11
Feb
07

Nick Cohen: When Watchtower Intellectuals Go Wild

I’ve been trying to avoid commenting on Nick Cohen’s “What’s Left: How Liberals Lost Their Way”. Mainly because I have a disdain for people like Cohen - “watchtower intellectuals” as I call them. That’s because all they do is whinge and moan from up on high, but are prepared to do nothing about it to change it. The Euston Manifesto lot are of a similar ilk.

But, I feel somewhat forced to step into the debate because Tom Miller of NewerLabour has written a fairly interesting article which you can read here.

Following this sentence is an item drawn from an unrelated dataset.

PR #2652, opened 2022-09-27
UI: Users only see templates that they are authorized to use

### LINKED ISSUE #2640: UI: Users only see templates that they are authorized to use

The first thing is that we should be reluctant to allow Watchtower Intellectuals like Cohen to define who we are, just as we should be opposed to allowing demagoges like George Galloway to define who the opposition to imperialism are. Cohen’s main argument is that, sections of the Left are so blinded by their hatred of America that they get into political bed with Islamists. There might be some truth to that. But Cohen is so blinded by his hatred of ‘Islamists’ that he ends up getting into bed with US Imperialism.

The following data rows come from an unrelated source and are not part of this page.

PR #2649, opened 2022-09-26
Airlock manager can use user resources

tanya-borisova:
# Resolves #2499 

## What is being addressed

Allowing Airlock Manager to create and operate user resources.
Airlock Manager needs to have this capacity to be able to create VMs to perform Airlock Requests from.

Neither are, in my view, progressive forces.

The Sadr Army has a nasty habit of running fake job ads in Shia newspapers, gathering up the workers onto a bus, and then blowing it up. The Modtqa Army (I’m not sure that’s the right spelling) also has a nasty habit of shooting university students because men and women mingle together at them.

Equally, the US occupying forces have tried everything they could to prevent trade union organisation from developing. The statutes introduced by Paul Brenner’s Coalition Provisional Authority outlawing effective trade unionism are still on the books. Trade unionists - who are just as opposed to the Islamists as they are to the occupation - are still rounded up.

This is why I am, personally, for ‘troops out now’. The US occupation is currently the catalyst for the current bloodshed in Iraq, just as much as the Islamist ‘resistance’. But I do not think that an immediate troop withdrawal will be the end of it.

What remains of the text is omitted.